Molecular characterizations and genetic diversity of pome fruit viruses have been reported recently (Dhir et al., 2013; Jo et al., 2018). Studies in Belarus showed high genetic diversity of isolated ACLSV genomes with 84.2% nucleotide similarity to fragments sequenced from apple varieties (Kuzmitskaya et al., 2016). ASPV has also shown strong variation in the CP gene sequences in Korea (Yoon et al., 2014). Phylogenetic relationships using the genomic sequences of different ASGV isolates collected from around the world showed that 54 ASGV isolates were separated into two groups and no host grouping was seen in their phylogenetic tree (Liu et al., 2013). Our results confirmed the identity of three viruses and one viroid, which were detected in pears. These virus CP sequences and the complete sequence of viroid showed 96 - 99% identity with other viral isolates. In particular, ASSVd is more closely related to ASSVd isolates than to members of other viroid species in the phylogenetic analysis of complete sequences. In addition, results of pairwise comparison of the complete sequence of ASSVd indicated that this sequence is more closely related to ASSVd isolates (99%) than to other members of the genus Apscaviroid. The phylogenetic study of ASSVd isolates worldwide based on complete sequences showed that ASSVd isolates clearly separated from all others with a high bootstrap value. This indicated that the ASSVd clusters have no correlation to host or geographical origins. Although viruses infecting pear tree show various recombination events in their genome, ASSVd did not show recombination events, indicating that the ASSVd genome is highly conserved in the different isolates (Liu et al., 2013).
For control of fruit virus diseases, several different strategies have been developed including detection and eradication of virus-infected plants, grafting technology, eradication programs, and transgenic methods (Rowhani et al., 1995; Mathews, 2010). Control methods depend on proper identification of diseases and the causal agents. Therefore, early diagnosis and monitoring of crops are among the most important means to control temperate fruit plant viruses and viroids (Kovalskaya and Hammond, 2014; Loebenstein and Katis, 2014). Our findings indicate that three viruses and one viroid are gradually spread in Korea pear cultivation fields, which should help to minimize the possible spread of potentially harmful viruses and viroids.

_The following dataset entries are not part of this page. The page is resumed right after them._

PR #1358, opened 2020-02-28
Clean up index model tests

teceler:
I kind of... got annoyed here when I was doing cleanup xD. They now test count *changes* and are generally much tidier.

### DIFF
--- a/spec/models/index_spec.rb
+++ b/spec/models/index_spec.rb
@@ -2,38 +2,27 @@ require "spec_helper"
 
 RSpec.describe Index do
   describe "destroy behavior" do
-    let(:index) { create(:index) }
-    let(:section) { create(:index_section, index: index) }
-    let(:post) { create(:post) }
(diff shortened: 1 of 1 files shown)


spec/models/index_spec.rb
```diff
@@ -2,61 +2,37 @@
...
     it "should destroy indexposts and indexsections when deleting an index" do
-      index.destroy
-
-      expect(Index.count).to eq(0)
-      expect(IndexPost.count).to eq(0)
-      expect(IndexSection.count).to eq(0)
-      expect(Post.count).to eq(2)
+      expect {
+        index.destroy!
+      }.to change{Index.count}.by(-1).and change{IndexPost.count}.by(-2).and change{IndexSection}.by(-1).and not_change{Post.count}
```
Marri: Is there a way to make this more legible on multiple lines?

teceler: Having researched instead of just going off what's already in our code, it looks like yes!

PR #2391, opened 2025-01-07
Make reply#search a service

teceler:


app/services/reply/searcher.rb
```diff
@@ -0,0 +1,103 @@
...
+
+  def construct_query(params, page)
+    @search_results = @search_results
+      .select('replies.*, characters.name, characters.screenname, users.username, users.deleted as user_deleted')
+      .visible_to(@current_user)
+      .joins(:user)
+      .left_outer_joins(:character)
+      .includes(:post)
+
+    @search_results = @search_results.where.not(post_id: @current_user.hidden_posts) unless @current_user.nil? || params[:show_blocked]
```
Throne3d, line 93: Oh huh, this was being applied _after_ pagination before. Nice catch fixing this!

teceler: Yeah i noticed that and was like 'well that can't be right'

app/services/generic/searcher.rb
```diff
@@ -0,0 +1,13 @@
+# frozen_string_literal: true
+class Generic::Searcher < Object
```
Throne3d, line 2: I'm a bit confused by this class - I don't think we use `name` or `errors` anywhere, nor ActiveModel::Translation or ActiveModel::Validations, right? Is this going to be used for something later?

teceler: Huh, did I wind up refactoring to not use errors, I guess I did. The Translation and Validations are iirc just so errors functions properly.

Throne3d: Ah ok! I don't think `name` is used here either, right?

Makes sense that we'll want this later if/when we ever see errors in searches that we want to pass up to the controller, but I guess none of these fields are necessary right now

Throne3d (approved):
(Beyond the small unused variables, lgtm!)

app/services/generic/searcher.rb
teceler: `:name` is also for errors iirc, I think at some point i worked out the minimal viable setup for using activemodel errors.

teceler: I basically just pulled this class from my old service PRs tho xD

PR #2392, opened 2025-01-09
put the "previous post" button back on the left

CalendulaAsteraceae:
Put the "previous post" button on the left of the page, instead of floating to the right just before the "next post" button.


Marri (approved):
:turtle: sorry Code Climate is being dumb about the diff coverage; we don't track coverage of haml files right now, so if it won't let you merge I can do it for you.

CalendulaAsteraceae:
> 🐢 sorry Code Climate is being dumb about the diff coverage; we don't track coverage of haml files right now, so if it won't let you merge I can do it for you.

Please do!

Viruses and viroids of pome fruit spread mainly through vegetative propagation and grafting. ACLSV, ASPV, ASGV, and ApMV do not have any known insect vectors and are not transmitted through seeds (Pedrazzoli et al., 2008). These viruses are transmitted when a virus-infected scion bud is grafted onto a healthy rootstock or onto a previously virus-infected rootstock. Thus, occurrence of viral distribution among pear cultivars might be related to their transmission pathways. It is important to continue investigations and analyses of the occurrence of viral infections, as such studies may contribute the success of certification programs for pome fruits in Korea.